### TASK GOAL
Please return every line of the records that contains the word "miniconda".

(Saved data entries)

PR #488, opened 2016-09-14
[WIP] Python 3.X compatability

Lnaden:
This PR attempts to fix the code so that it compiles and can test on python 3.X. There are no new features in this PR beyond fixing the `print` functions. 

There will probably need to be some changes to the travis tests to get it working correctly.

### DIFF
--- a/Yank/repex.py
+++ b/Yank/repex.py
@@ -1179,13 +1179,13 @@ class ReplicaExchange(object):
         mbar_citations = """\
         Shirts MR and Chodera JD. Statistically optimal analysis of samples from multiple equilibrium states. J. Chem. Phys. 129:124105, 2008. DOI: 10.1063/1.2978177"""
 
-        print "Please cite the following:"
-        print ""
-        print openmm_citations
+        print("Please cite the following:")
+        print("")
+        print(openmm_citations)
         if self.replica_mixing_scheme == 'swap-all':
-            print gibbs_citations
+            print(gibbs_citations)
         if self.online_analysis:
-            print mbar_citations
+            print(mbar_citations)
 
         return
 
@@ -1519,7 +1519,7 @@ class ReplicaExchange(object):
             # Compute log probability of swap.
             log_P_accept = - (self.u_kl[i,jstate] + self.u_kl[j,istate]) + (self.u_kl[i,istate] + self.u_kl[j,jstate])
 
-            #print "replica (%3d,%3d) states (%3d,%3d) energies (%8.1f,%8.1f) %8.1f -> (%8.1f,%8.1f) %8.1f : log_P_accept %8.1f" % (i,j,istate,jstate,self.u_kl[i,istate],self.u_kl[j,jstate],self.u_kl[i,istate]+self.u_kl[j,jstate],self.u_kl[i,jstate],self.u_kl[j,istate],self.u_kl[i,jstate]+self.u_kl[j,istate],log_P_accept)
+            #print("replica (%3d,%3d) states (%3d,%3d) energies (%8.1f,%8.1f) %8.1f -> (%8.1f,%8.1f) %8.1f : log_P_accept %8.1f" % (i,j,istate,jstate,self.u_kl[i,istate],self.u_kl[j,jstate],self.u_kl[i,istate]+self.u_kl[j,jstate],self.u_kl[i,jstate],self.u_kl[j,istate],self.u_kl[i,jstate]+self.u_kl[j,istate],log_P_accept))
 
             # Record that this move has been proposed.
             self.Nij_proposed[istate,jstate] += 1
@@ -1586,7 +1586,7 @@ class ReplicaExchange(object):
             # Compute log probability of swap.
             log_P_accept = - (self.u_kl[i,jstate] + self.u_kl[j,istate]) + (self.u_kl[i,istate] + self.u_kl[j,jstate])
 
-            #print "replica (%3d,%3d) states (%3d,%3d) energies (%8.1f,%8.1f) %8.1f -> (%8.1f,%8.1f) %8.1f : log_P_accept %8.1f" % (i,j,istate,jstate,self.u_kl[i,istate],self.u_kl[j,jstate],self.u_kl[i,istate]+self.u_kl[j,jstate],self.u_kl[i,jstate],self.u_kl[j,istate],self.u_kl[i,jstate]+self.u_kl[j,istate],log_P_accept)
+            #print("replica (%3d,%3d) states (%3d,%3d) energies (%8.1f,%8.1f) %8.1f -> (%8.1f,%8.1f) %8.1f : log_P_accept %8.1f" % (i,j,istate,jstate,self.u_kl[i,istate],self.u_kl[j,jstate],self.u_kl[i,istate]+self.u_kl[j,jstate],self.u_kl[i,jstate],self.u_kl[j,istate],self.u_kl[i,jstate]+self.u_kl[j,istate],log_P_accept))
 
             # Record that this move has been proposed.
             self.Nij_proposed[istate,jstate] += 1
@@ -1626,7 +1626,7 @@ class ReplicaExchange(object):
         if self.replica_mixing_scheme == 'swap-neighbors':
             self._mix_neighboring_replicas()
         elif self.replica_mixing_scheme == 'swap-all':
-            # Try to use weave-accelerated mixing code if possible, otherwise fall back to Python-accelerated code.
+            # Try to use cython-accelerated mixing code if possible, otherwise fall back to Python-accelerated code.
             try:
                 self._mix_all_replicas_cython()
             except ValueError as e:
--- a/Yank/repex.py
+++ b/Yank/repex.py
@@ -71,7 +71,7 @@ import numpy as np
 import mdtraj as md
 import netCDF4 as netcdf
 
-from utils import is_terminal_verbose, delayed_termination
+from .utils import is_terminal_verbose, delayed_termination
 
 #=============================================================================================
 # MODULE CONSTANTS
@@ -2019,7 +2019,7 @@ class ReplicaExchange(object):
             The dict to store.
 
         """
-        from utils import typename
+        from .utils import typename
         import collections
         for option_name in options.keys():
             # Get option value.
--- a/Yank/repex.py
+++ b/Yank/repex.py
@@ -1540,8 +1540,7 @@ class ReplicaExchange(object):
         Attempt to exchange all replicas to enhance mixing, calling code written in Cython.
         """
 
-        from . import mixing
-        from mixing._mix_replicas import _mix_replicas_cython
+        from .mixing._mix_replicas import _mix_replicas_cython
 
         replica_states = md.utils.ensure_type(self.replica_states, np.int64, 1, "Replica States")
         u_kl = md.utils.ensure_type(self.u_kl, np.float64, 2, "Reduced Potentials")
--- a/Yank/repex.py
+++ b/Yank/repex.py
@@ -2118,32 +2118,29 @@ class ReplicaExchange(object):
         options = dict()
 
         import numpy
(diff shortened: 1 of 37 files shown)


Yank/tests/test_repex.py
```diff
@@ -111,7 +111,7 @@ def test_replica_exchange(mpicomm=None, verbose=True):
 
     """
 
-    if verbose and ((not mpicomm) or (mpicomm.rank==0)): print "Testing replica exchange facility with harmonic oscillators: ",
+    if verbose and ((not mpicomm) or (mpicomm.rank==0)): print("Testing replica exchange facility with harmonic oscillators: ", end = " ")
```
andrrizzi: Would the `end` argument work in python 2?

Lnaden: No, the syntax to supress the new line character changes between 2.X and 3.X, so we way not get it on this one line in either. I'll fix this on the next update.

jchodera: Do we want to migrate those print statements to logging statements?

jchodera: Alternatively, we can just use this idiom for the meantime:
```python
sys.stdout.write(string)
```
which doesn't include a newline by default.

jchodera:
Looks good to me otherwise!

Lnaden:
There appear to be some issues loading CUDA and OpenCL plugins in py 3.X. Anyone know whats going on there? Both the OpenMM and OpenEye tools fail to fetch the correct shared object libs.

Otherwise this is almost ready to go in.

jchodera:
We don't have problems with any of our other tools. Can you point to the specific failures?

Lnaden:
Failure is here:
https://travis-ci.org/choderalab/yank/jobs/161445267#L1925-L2013

jchodera:
The errors are all failing to load `CUDA` and `OpenCL` on travis:
```
Error loading library /home/travis/miniconda/envs/test/lib/plugins/libOpenMMCUDA.so: libcuda.so.1: cannot open shared object file: No such file or directory
Error loading library /home/travis/miniconda/envs/test/lib/plugins/libOpenMMOpenCL.so: libOpenCL.so.1: cannot open shared object file: No such file or directory
Error loading library /home/travis/miniconda/envs/test/lib/plugins/libOpenMMRPMDCUDA.so: libOpenMMCUDA.so: cannot open shared object file: No such file or directory
Error loading library /home/travis/miniconda/envs/test/lib/plugins/libOpenMMDrudeCUDA.so: libOpenMMCUDA.so: cannot open shared object file: No such file or directory
Error loading library /home/travis/miniconda/envs/test/lib/plugins/libOpenMMAmoebaCUDA.so: libOpenMMCUDA.so: cannot open shared object file: No such file or directory
Error loading library /home/travis/miniconda/envs/test/lib/plugins/libOpenMMRPMDOpenCL.so: libOpenCL.so.1: cannot open shared object file: No such file or directory
Error loading library /home/travis/miniconda/envs/test/lib/plugins/libOpenMMDrudeOpenCL.so: libOpenCL.so.1: cannot open shared object file: No such file or directory
```
Travis doesn't have CUDA or OpenCL libraries installed, so this is expected behavior.

Yank/repex.py
```diff
@@ -2089,31 +2118,29 @@ def _restore_dict_from_netcdf(self, ncgrp):
...
+                    option_value = option_type(option_ncvar.getValue())
+                elif (option_ncvar.shape[0] >= 0):
+                    # Handle array types
+                    option_value = np.array(option_ncvar[:], option_type)
+                    # TODO: Deal with values that are actually scalar constants.
+                    # TODO: Cast to appropriate type
+                else:
+                    # Handle iterable types?
+                    # TODO: Figure out what is actually cast here
+                    option_value = option_type(option_ncvar[0])
```
Lnaden: Changes made to ncvar type inputs have been mostly rolled into the function `_convert_netcdf_store_type`. I just want to make sure there is not a type handled by the old `elif` format that would be handled unexpectedly from the new function.

Yank/tests/test_utils.py
```diff
@@ -84,32 +89,35 @@ def test_expand_tree():
...
 
-    # Test named_combinations generator
-    expected_names = set(['2_a', '3_a', '4_a', '2_b', '3_b', '4_b', '2_c', '3_c', '4_c'])
-    assert expected_names == set([name for name, _ in simple_tree.named_combinations(
-                                                       separator='_', max_name_length=3)])
+    # Test named_combinations generator using either order to account for generator randomness
+    expected_names_A = set(['2_a', '3_a', '4_a', '2_b', '3_b', '4_b', '2_c', '3_c', '4_c'])
+    expected_names_B = set(['a_2', 'a_3', 'a_4', 'b_2', 'b_3', 'b_4', 'c_2', 'c_3', 'c_4'])
+    expected_names = [expected_names_A, expected_names_B]
+    assert set([name for name, _ in simple_tree.named_combinations(separator='_', max_name_length=3)]) in expected_names
```
Lnaden: Will reordered string by flipping along the separator cause any issues when used in practice?

Because the Py3 generators return unordered combinations, the string structure in the expected names can be reversed, This `assert` was changed to check for both. 

There are couple more `asserts` in this test which do the same thing, marking them with "string re-order"

Yank/tests/test_utils.py
```diff
@@ -84,32 +89,35 @@ def test_expand_tree():
...
     long_tree = CombinatorialTree({'key1': CombinatorialLeaf(['th#*&^isnameistoolong1',
                                                               'th#*&^isnameistoolong2']),
                                    'key2': CombinatorialLeaf(['test1', 'test2'])})
-    expected_names = set(['test-thisn', 'test-thisn-2', 'test-thisn-3', 'test-thisn-4'])
-    assert expected_names == set([name for name, _ in long_tree.named_combinations(
-                                                       separator='-', max_name_length=10)])
+    expected_names_A = set(['test-thisn', 'test-thisn-2', 'test-thisn-3', 'test-thisn-4'])
+    expected_names_B = set(['thisn-test', 'thisn-test-2', 'thisn-test-3', 'thisn-test-4'])
+    expected_names = [expected_names_A, expected_names_B]
+    assert set([name for name, _ in long_tree.named_combinations(separator='-', max_name_length=10)]) in expected_names
```
Lnaden: String re-order

Yank/tests/test_utils.py
```diff
@@ -84,32 +89,35 @@ def test_expand_tree():
...
-    expected_names = set(['benzene-2HYYpdbfixer', 'benzene-2HYYpdbfixer-2', 'notapath-2HYYpdbfixer',
+    expected_names_A = set(['benzene-2HYYpdbfixer', 'benzene-2HYYpdbfixer-2', 'notapath-2HYYpdbfixer',
                           'benzene-benzene', 'benzene-benzene-2', 'notapath-benzene'])
-    assert expected_names == set([name for name, _ in long_tree.named_combinations(
-                                                       separator='-', max_name_length=25)])
-
+    expected_names_B = set(['2HYYpdbfixer-benzene', '2HYYpdbfixer-benzene-2', '2HYYpdbfixer-notapath',
+                          'benzene-benzene', 'benzene-benzene-2', 'benzene-notapath'])
+    expected_names = [expected_names_A, expected_names_B]
+    assert set([name for name, _ in long_tree.named_combinations(separator='-', max_name_length=25)]) in expected_names
```
Lnaden: String re-order

Yank/utils.py
```diff
@@ -235,6 +235,9 @@ class CombinatorialLeaf(list):
     """List type that can be expanded combinatorially in CombinatorialTree."""
     def __repr__(self):
         return "Combinatorial({})".format(super(CombinatorialLeaf, self).__repr__())
+    def __eq__(self, other):
+        # Order does not mater, so comparisons should not rely on them
+        return collections.Counter(self) == collections.Counter(other)
```
Lnaden: Does the order of the `CombinatorialLeaf` matter when making equality checks?

`CombinatorialLeaf`s generated from `CombinatorialTree`s can have lists pop out in any order, causing equality tests to sometimes fail. I overloaded the equality operator for the `CombinatorialLeaf` instead of making it a list, it makes a type of `set`. (`set` might be a simpler cast here over `collections.Counter`, but it works for now).

Yank/utils.py
```diff
@@ -489,7 +492,14 @@ def _resolve_path(d, path):
...
         """
-        return reduce(lambda d,k: d[k], path, d)
+        # TODO: Make sure this is working
+        # Converted from old py 2.X `reduce` function
+        function = lambda d,k: d[k]
+        it = iter(path)
+        accum_value = d
+        for x in it:
+            accum_value = function(accum_value, x)
+        return accum_value
```
Lnaden: Will this function as originally intended?

`reduce` was removed in Py3, the code here is the what the Py2 docs call the "roughly equivalent" code

Yank/utils.py
```diff
@@ -845,6 +855,170 @@ def camelcase_to_underscore(camelcase_str):
     underscore_str = re.sub(r'([A-Z])', '_\g<1>', camelcase_str)
     return underscore_str.lower()
 
+def quantity_from_string(quantity_str):
```
Lnaden: Should I write explicit tests for this parser and/or make a simpler parser?

This is a powerful converter that can take arbitrary strings and covert them to `units.Quantity`s based on a number of valid operators. Its automatically (although implicitly) tested by a number of the other tests. It can parse more complex strings than any of the other tests or use cases call for right now though.

Lnaden:
All tests are now passing but there are some functionality changes I have made to parts of the code and I want to make sure the changes won't break anything. I would appreciate someone looking over the code review comments I made, and if possible check the rest of the code as well.

Yank/tests/test_utils.py
andrrizzi: Ah! I just remembered something. This could cause problems with resuming if a combinatorial experiment is created in a folder, and then the inverted name is used to resume the experiment later. I'll found a way to fix this.

andrrizzi: Reordering the strings by flipping along the separator would solve it.

Yank/utils.py
andrrizzi: Sounds good. Order should not matter.

Yank/utils.py
andrrizzi: It looks correct to me!

Yank/utils.py
andrrizzi: Yeah, it is probably worth to write a simple test in which you throw few expressions at it in case anybody will end up using its advanced functionalities.

andrrizzi:
Went through the whole changes. Looks great to me!

Yank/tests/test_utils.py
Lnaden: I'm not sure where the re-order would take place. Would it be in the file name check itself? It may be possible to fix this by setting the internal dictionaries of the `CombinatorialTree` as `collections.OrderedDict`, but I'm not sure where to set those in the current code.

andrrizzi: Yeah, probably transforming it into an `OrderedDict` is the fastest option, although it depends on how it is constructed since the YAML script will be originally loaded as a normal `dict` (and I guess the order will be different each time) and then converted.

Another possibility that comes to mind is to order combinatorial leafs in alphabetical order (of the key) and generate names always based on that order. I can open an issue and tackle it later. Resuming in Python 2 will still work for now.

Lnaden: I don't think sorting the leaf itself maters, the problem is the order in which the leaves themselves are returned. Is it possible to tell yaml to use only ordered dictionaries for its construction (I can see that you kind of can in the `yamlbuild.py` file.) Or should we come up with a solution to resume that does not depend on the order of the objects?

Yank/utils.py
Lnaden: I'll make some tests for this in a new PR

### OUTPUT OF THE TASK
Error loading library /home/travis/miniconda/envs/test/lib/plugins/libOpenMMCUDA.so: libcuda.so.1: cannot open shared object file: No such file or directory
Error loading library /home/travis/miniconda/envs/test/lib/plugins/libOpenMMOpenCL.so: libOpenCL.so.1: cannot open shared object file: No such file or directory
Error loading library /home/travis/miniconda/envs/test/lib/plugins/libOpenMMRPMDCUDA.so: libOpenMMCUDA.so: cannot open shared object file: No such file or directory
Error loading library /home/travis/miniconda/envs/test/lib/plugins/libOpenMMDrudeCUDA.so: libOpenMMCUDA.so: cannot open shared object file: No such file or directory
Error loading library /home/travis/miniconda/envs/test/lib/plugins/libOpenMMAmoebaCUDA.so: libOpenMMCUDA.so: cannot open shared object file: No such file or directory
Error loading library /home/travis/miniconda/envs/test/lib/plugins/libOpenMMRPMDOpenCL.so: libOpenCL.so.1: cannot open shared object file: No such file or directory
Error loading library /home/travis/miniconda/envs/test/lib/plugins/libOpenMMDrudeOpenCL.so: libOpenCL.so.1: cannot open shared object file: No such file or directory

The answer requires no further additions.